[[ EXTRACTED RECORDS, beginning ]]

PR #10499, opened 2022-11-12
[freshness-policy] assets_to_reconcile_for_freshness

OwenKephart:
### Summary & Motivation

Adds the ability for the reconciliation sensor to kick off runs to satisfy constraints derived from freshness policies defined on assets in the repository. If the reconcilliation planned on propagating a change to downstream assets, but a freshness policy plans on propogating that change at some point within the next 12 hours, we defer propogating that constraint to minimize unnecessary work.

[[ EXTRACTED RECORDS, end ]]

== WHAT IS NEEDED ==
Please transcribe the whole listing exactly as it stands.

== ANSWER TO THE EXERCISE ==
PR #10499, opened 2022-11-12
[freshness-policy] assets_to_reconcile_for_freshness

OwenKephart:
### Summary & Motivation

Adds the ability for the reconciliation sensor to kick off runs to satisfy constraints derived from freshness policies defined on assets in the repository. If the reconcilliation planned on propagating a change to downstream assets, but a freshness policy plans on propogating that change at some point within the next 12 hours, we defer propogating that constraint to minimize unnecessary work.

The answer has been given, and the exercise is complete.